Saved data entries:

PR #1609, opened 2021-03-29
Convert to date in SubscriberListsReport

barrucadu:
A time-at-midnight-with-a-timezone compares as less than a date:

    irb(main):001:0> with_ts = Time.zone.parse(Time.zone.today.to_s)
    => Mon, 29 Mar 2021 00:00:00.000000000 BST +01:00

    irb(main):002:0> without_ts = Time.zone.today
    => Mon, 29 Mar 2021

    irb(main):003:0> with_ts < without_ts
    => true

So the check that the date must be in the past isn't working right: a
test that `Time.zone.today` gets rejected is failing, because the time
is being converted through `to_s`/`Time.zone.parse`, and ends up as
comparing less than its original value.

This report uses the date, not the time, so convert the input back
into a timezone-less date object.

Using `Time.zone.today.in_time_zone` for the comparison instead also
works.  I don't think there's a difference in practice, because the
`@date` gets used in database queries in the context of
`beginning_of_day` and `end_of_day`, which are timezone aware:

    irb(main):001:0> Time.zone.today.beginning_of_day
    => Mon, 29 Mar 2021 00:00:00.000000000 BST +01:00
    irb(main):002:0> Time.zone.today.in_time_zone.beginning_of_day
    => Mon, 29 Mar 2021 00:00:00.000000000 BST +01:00

    irb(main):003:0> Time.zone.today.end_of_day
    => Mon, 29 Mar 2021 23:59:59.999999999 BST +01:00
    irb(main):004:0> Time.zone.today.in_time_zone.end_of_day
    => Mon, 29 Mar 2021 23:59:59.999999999 BST +01:00

### DIFF
--- a/lib/reports/subscriber_lists_report.rb
+++ b/lib/reports/subscriber_lists_report.rb
@@ -2,7 +2,7 @@ class Reports::SubscriberListsReport
   attr_reader :date, :slugs, :tags_pattern, :links_pattern, :headers
 
   def initialize(date, slugs: "", tags_pattern: nil, links_pattern: nil, headers: nil)
-    @date = Time.zone.parse(date)
+    @date = Date.parse(date)
     @slugs = slugs.split(",")
     @tags_pattern = tags_pattern
     @links_pattern = links_pattern
@@ -31,7 +31,6 @@ private
   end
 
   def validate_date
-    raise "Invalid date" if date.blank?
     raise "Date must be in the past" if date >= Time.zone.today
     raise "Date must be within a year old" if date <= 1.year.ago
   end
--- a/spec/lib/reports/subscriber_lists_report_spec.rb
+++ b/spec/lib/reports/subscriber_lists_report_spec.rb
@@ -90,11 +90,6 @@ RSpec.describe Reports::SubscriberListsReport do
       .to raise_error("Lists not found for slugs: other-list,list")
   end
 
-  it "raises an error if the date is invalid" do
-    expect { described_class.new("blahhh").call }
-      .to raise_error("Invalid date")
-  end
-
   it "raises an error if the date isn't in the past" do
     expect { described_class.new(Time.zone.today.to_s).call }
       .to raise_error("Date must be in the past")


edwardkerry (approved):

lib/reports/subscriber_lists_report.rb
```diff
@@ -2,7 +2,7 @@ class Reports::SubscriberListsReport
   attr_reader :date, :slugs, :tags_pattern, :links_pattern, :headers
 
   def initialize(date, slugs: "", tags_pattern: nil, links_pattern: nil, headers: nil)
-    @date = Time.zone.parse(date)
+    @date = Time.zone.parse(date)&.to_date
```
kevindew, line 5: Could this be `Date.parse(date)` ?

barrucadu: There's a little extra exception handling, to make `@date` `nil` rather than raise a `Date::Error`, I did that to be consistent with all the exception-raising validation logic being in `call`.

lib/reports/subscriber_lists_report.rb
```diff
@@ -2,7 +2,12 @@ class Reports::SubscriberListsReport
   attr_reader :date, :slugs, :tags_pattern, :links_pattern, :headers
 
   def initialize(date, slugs: "", tags_pattern: nil, links_pattern: nil, headers: nil)
-    @date = Time.zone.parse(date)
+    begin
+      @date = Date.parse(date)
+    rescue Date::Error
+      @date = nil
+    end
```
kevindew, line 9: Ah sorry I hadn't understood the delicate balance this has. 

It seems a touch convoluted to me to deal with a nil here that only raises an exception later. So this could be:

```
    begin
      @date = Date.parse(date)
    rescue Date::Error
      raise "invalid date" 
    end
```

but I don't really think that's necessary as it doesn't provide any more or less information than the `Date::Error` exception of `Date::Error (invalid date)`. 

So I'd suggest doing just `Date.parse(date)` here and removing https://github.com/alphagov/email-alert-api/blob/913a48b2816248182b2ae357a2644ea58b0cc487/lib/reports/subscriber_lists_report.rb#L39 and the associated test.

kevindew (approved):

PR #1610, opened 2021-04-09
Decouple Raven from Email-alert-api

callumknights:
Removed direct references to Raven object and remaned appropriately

Trello: https://trello.com/c/S1QvqyCE/2459-decouple-govuk-apps-from-raven-3


thomasleese (commented):
I think the `config/initializers/raven.rb` file will need to be removed. I also think the convention would be to name this file `config/initializers/govuk_error.rb`. but I'm not sure it matters too much.

thomasleese (approved):

PR #850, opened 2025-09-22
build: split up CI workflows

iloveagent57:
Try splitting lint into a discrete workflow.

**Merge checklist:**

**Post merge:**
- [ ] Deploy to prod instance


pwnage101 (approved):
Nit: Why bucket isort_check, pii_check, and check_keywords under style instead of lint? I'd colloquially call those linters too.

PR #854, opened 2025-09-25
feat: bulk remind for lcr

ahmad-hassan-dev:
**Description:**

**Jira:**
ENT-XXXX

**Merge checklist:**

**Post merge:**
- [ ] Deploy to prod instance

### DIFF
--- a/enterprise_access/apps/api/v1/views/browse_and_request.py
+++ b/enterprise_access/apps/api/v1/views/browse_and_request.py
@@ -49,6 +49,7 @@ from enterprise_access.apps.core import constants
 from enterprise_access.apps.subsidy_access_policy.api import approve_learner_credit_request_via_policy
 from enterprise_access.apps.subsidy_access_policy.exceptions import SubisidyAccessPolicyRequestApprovalError
 from enterprise_access.apps.subsidy_access_policy.models import SubsidyAccessPolicy
+from enterprise_access.apps.subsidy_request import api as subsidy_request_api
 from enterprise_access.apps.subsidy_request.constants import (
     REUSABLE_REQUEST_STATES,
     LearnerCreditAdditionalActionStates,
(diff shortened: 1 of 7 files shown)


enterprise_access/apps/api/v1/views/browse_and_request.py
```diff
@@ -1093,27 +1094,74 @@ def cancel(self, request, *args, **kwargs):
...
         """
         serializer = serializers.LearnerCreditRequestRemindSerializer(data=request.data)
         serializer.is_valid(raise_exception=True)
-        learner_credit_request = serializer.get_learner_credit_request()
-        assignment = learner_credit_request.assignment
-
-        action_instance = LearnerCreditRequestActions.create_action(
-            learner_credit_request=learner_credit_request,
-            recent_action=get_action_choice(LearnerCreditAdditionalActionStates.REMINDED),
-            status=get_user_message_choice(LearnerCreditAdditionalActionStates.REMINDED),
```
sameenfatima78, line 1106: any reason why we are moving the action in task.py?

enterprise_access/apps/api/v1/views/browse_and_request.py
```diff
@@ -1093,27 +1094,74 @@ def cancel(self, request, *args, **kwargs):
...
+        allowing admins to send bulk reminders to a specific subset of requests.
+
+        ```
+        Raises:
+            404 if no cancelable assignments were found
+            422 if any of the assignments threw an error (not found or not remindable)
+        ```
+        """
+        # A request is only remindable if it is in the 'APPROVED' state.
+        base_queryset = self.get_queryset().filter(
```
sameenfatima78, line 1144: does get_queryset() return only the requests belonging to a specific budget?

enterprise_access/apps/subsidy_request/tasks.py
```diff
@@ -396,6 +399,16 @@ def send_reminder_email_for_pending_learner_credit_request(assignment_uuid):
...
+
+    if hasattr(assignment, 'credit_request') and assignment.credit_request:
+        LearnerCreditRequestActions.create_action(
+            learner_credit_request=assignment.credit_request,
+            recent_action=get_action_choice(LearnerCreditAdditionalActionStates.REMINDED),
+            status=get_user_message_choice(LearnerCreditAdditionalActionStates.REMINDED),
+        )
+        logger.info(
+            f'Created REMINDED action for LearnerCreditRequest {assignment.credit_request.uuid}'
+        )
```
sameenfatima78, line 411: are we logging an action in case of failure with correct state?

enterprise_access/apps/api/v1/views/browse_and_request.py
ahmad-hassan-dev: The most critical reason is to ensure we only record an action after the work has been successfully completed. By creating the `LearnerCreditRequestActions` record inside the Celery task, we guarantee that a "reminded" action is only logged if the email to the user was actually sent. If we created the action in the view and the task later failed, our system's history would be incorrect.

enterprise_access/apps/subsidy_request/api.py
```diff
@@ -0,0 +1,45 @@
...
+        if req.state == SubsidyRequestStates.APPROVED and req.assignment_id is not None
+    }
+
+    non_remindable_requests = set(requests) - remindable_requests
+
+    logger.info(f'Skipping {len(non_remindable_requests)} non-remindable learner credit requests.')
+    logger.info(f'Queueing reminders for {len(remindable_requests)} learner credit requests.')
+
+    for req in remindable_requests:
+        send_reminder_email_for_pending_learner_credit_request.delay(req.assignment.uuid)
```
sameenfatima78: this statement seems like it's not indented correctly, kindly check

PR #860, opened 2025-10-01
feat: update create billing portal session api

brobro10000:
**Description:**
This pull request simplifies and refactors the `create_portal_session` API endpoint in `customer_billing.py` by removing dependencies on the LMS API client and fetching customer data directly from the local `CheckoutIntent` model. It also improves error handling and clarifies authentication requirements.

In support of this POC from the checkout MFE: https://github.com/edx/frontend-app-enterprise-checkout/pull/58

Refactoring and Dependency Removal:

* Removed the use of `LmsApiClient` and related external API calls; customer and enterprise information is now retrieved directly from the `CheckoutIntent` model. [[1]](diffhunk://#diff-2b20872f01b113277b7d353238b6c5c440b33704946f720c0a36a393c750639cL20) [[2]](diffhunk://#diff-2b20872f01b113277b7d353238b6c5c440b33704946f720c0a36a393c750639cL191-R234)
* Eliminated the import of the unused `requests` library.

API Endpoint Changes:

* Temporarily removed the role-based permission decorator and updated the function signature, with a note to revisit authentication requirements.

Error Handling Improvements:

* Added explicit error checks and logging for missing or invalid `checkout_intent_id`, missing `CheckoutIntent` records, and missing required fields.
* Improved Stripe API error handling with specific logging and appropriate HTTP status codes for different failure scenarios.

**Jira:**
ENT-XXXX

**Merge checklist:**

**Post merge:**
- [ ] Deploy to prod instance


enterprise_access/apps/api/v1/views/customer_billing.py
```diff
@@ -181,37 +199,135 @@ def create_checkout_session(self, request, *args, **kwargs):
...
+        if not checkout_intent:
+            logger.error(f"No checkout intent for id, for requesting user {request.user.id}")
+            return Response(customer_portal_session, status=status.HTTP_404_NOT_FOUND)
+
+        stripe_customer_id = checkout_intent.stripe_customer_id
+        if not stripe_customer_id:
+            logger.error(f"No stripe customer id associated to CheckoutIntent {checkout_intent}")
+            return Response(customer_portal_session, status=status.HTTP_404_NOT_FOUND)
+
+        if not checkout_intent:
```
pwnage101, line 296: There a lot of code that is common between the two new endpoints.  I'd recommend making this DRY and consolidating as much common code into a single function, possibly an internal python API function stored in the customer_billing domain (e.g. `enterprise_access/apps/customer_billing/api.py`)

enterprise_access/apps/api/v1/views/customer_billing.py
```diff
@@ -181,37 +199,136 @@ def create_checkout_session(self, request, *args, **kwargs):
...
+        detail=False,
         methods=['get'],
-        url_path='create-portal-session',
+        url_path='create-enterprise-admin-portal-session',
+    )
+    # # UUID in path is used as the "permission object" for role-based auth.
+    @permission_required(
+        CUSTOMER_BILLING_CREATE_PORTAL_SESSION_PERMISSION,
+        fn=lambda request, **kwargs: request.GET.get('enterprise_customer_uuid') or kwargs.get(
+            'enterprise_customer_uuid')
```
brobro10000, line 213: @iloveagent57 , @pwnage101  - Sanity check: The fn in `@permission_required` now pulls `enterprise_customer_uuid` from `request.GET` (query param) instead of only `kwargs`, so RBAC actually evaluates the right enterprise UUID instead of `None` (which caused blanket 403s before).

iloveagent57: ahh, right, that makes sense.

iloveagent57:
Nice job, I think we can improve this in the future to make it align with standard DRF patterns, namely moving the `create_checkout_portal_session` action into the `CheckoutIntent` viewset. But this will definitely work for now.

PR #862, opened 2025-10-02
feat: change create_intent() to allow blank slug/name

pwnage101:
This change is needed to support the use case of creating an intent WITHOUT an enterprise slug/name, such as during submission of the PlanDetails page (first page) of the checkout stepper.

ENT-10756

Pairs with: https://github.com/edx/frontend-app-enterprise-checkout/pull/60


enterprise_access/apps/customer_billing/models.py
```diff
@@ -425,28 +429,63 @@ def create_intent(
...
+            should_reserve_new_slug = False
+            if slug:
+                if existing_intent:
+                    slug_changing = slug != existing_intent.enterprise_slug
+                    name_changing = name != existing_intent.enterprise_name
+                    should_reserve_new_slug = slug_changing or name_changing  # Cases 5, 6, 7
+                else:
+                    should_reserve_new_slug = True  # Case 4
+            else:
+                pass  # Cases 1, 2, 3
```
iloveagent57, line 466: technicall we don't need this `else`.  maybe a comment next to `should_reserve_new_slug = False` like "default to False, covers cases # 1, 2, 3

enterprise_access/apps/customer_billing/models.py
```diff
@@ -425,28 +429,63 @@ def create_intent(
...
                 # Update the existing CREATED or EXPIRED intent
                 existing_intent.state = CheckoutIntentState.CREATED
-                existing_intent.enterprise_slug = slug
-                existing_intent.enterprise_name = name
                 existing_intent.quantity = quantity
                 existing_intent.expires_at = expires_at
+
+                # Any of the following could be None since they're optional, in
+                # which case they would be unset, making this method act more
+                # like PUT than PATCH.
```
iloveagent57, line 483: We should articulate this in the method docstring, too

iloveagent57 (approved):
I think this makes sense.

PR #868, opened 2025-10-06
chore: Updating Python Requirements

iloveagent57:
Re-opening in a different PR to get CI action to run. Runs fine locally.

**Merge checklist:**

**Post merge:**
- [ ] Deploy to prod instance


brobro10000 (approved):
Approved to unblock

Do we know if this had any effect on the checkout experience beyond just the error methods being referenced directly?
Stripe customer/Stripe checkout session etc.

PR #11885, opened 2024-01-16
Closes #11884 fix searchtools.js: docContent.textContent

### LINKED ISSUE #11884: Error in searchtools.js: Uncaught (in promise) TypeError: Cannot read properties of null (reading 'textContent')
### Error:

There is an error when using the search if there is no `[role="main"]` element on the page:
> searchtools.js:159: Uncaught (in promise) TypeError: Cannot read properties of null (reading 'textContent')

### Expected:

No error, but a console warning:
> "Content block not found. Sphinx search tries to obtain it via '[role=main]'. Could you check your theme or template."

### Details:

In [searchtools.js](https://github.com/sphinx-doc/sphinx/blob/master/sphinx/themes/basic/static/searchtools.js#L166), if `htmlElement.querySelector('[role="main"]');` doesn't find anything, then the [`querySelector`](https://developer.mozilla.org/en-US/docs/Web/API/Document/querySelector) returns `null`. This causes the error in the next line `if (docContent !== undefined) return docContent.textContent;`

I guess this error was introduced in [commit 3b01fbe2ad](https://github.com/sphinx-doc/sphinx/commit/3b01fbe2adf3077cad5c2cf345c6d000d429d7ac#diff-52f537c2146ef4388e77c5e7616aecdabb7fc09454d03694ae238551b9fc1286R148), before which `htmlElement.find()` was used, which would return `undefined` if nothing found.

### How to Reproduce

(Sorry, I found this error in a project that is not mine, so I can't debug it properly, but I think the error is obvious enough in the code.)

- Have no `[role="main"]` element on the page
- search something using the search input box on the page

### Environment Information

```text
I don't know the environment
```

### Sphinx extensions

_No response_

### Additional context

_No response_

kkntl:
Subject: fix bug #11884 (searchtools.js, `docContent` would be `null` instead of `undefined`)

WHAT THE TASK ASKS: Using the data above, print exactly the lines from the line that contains "searchtools.js:159: Uncaught (in" through the line that contains "(Sorry, I found", with both included.

ANSWER FOR THIS EXERCISE:
> searchtools.js:159: Uncaught (in promise) TypeError: Cannot read properties of null (reading 'textContent')

### Expected:

No error, but a console warning:
> "Content block not found. Sphinx search tries to obtain it via '[role=main]'. Could you check your theme or template."

### Details:

In [searchtools.js](https://github.com/sphinx-doc/sphinx/blob/master/sphinx/themes/basic/static/searchtools.js#L166), if `htmlElement.querySelector('[role="main"]');` doesn't find anything, then the [`querySelector`](https://developer.mozilla.org/en-US/docs/Web/API/Document/querySelector) returns `null`. This causes the error in the next line `if (docContent !== undefined) return docContent.textContent;`

I guess this error was introduced in [commit 3b01fbe2ad](https://github.com/sphinx-doc/sphinx/commit/3b01fbe2adf3077cad5c2cf345c6d000d429d7ac#diff-52f537c2146ef4388e77c5e7616aecdabb7fc09454d03694ae238551b9fc1286R148), before which `htmlElement.find()` was used, which would return `undefined` if nothing found.

### How to Reproduce

(Sorry, I found this error in a project that is not mine, so I can't debug it properly, but I think the error is obvious enough in the code.)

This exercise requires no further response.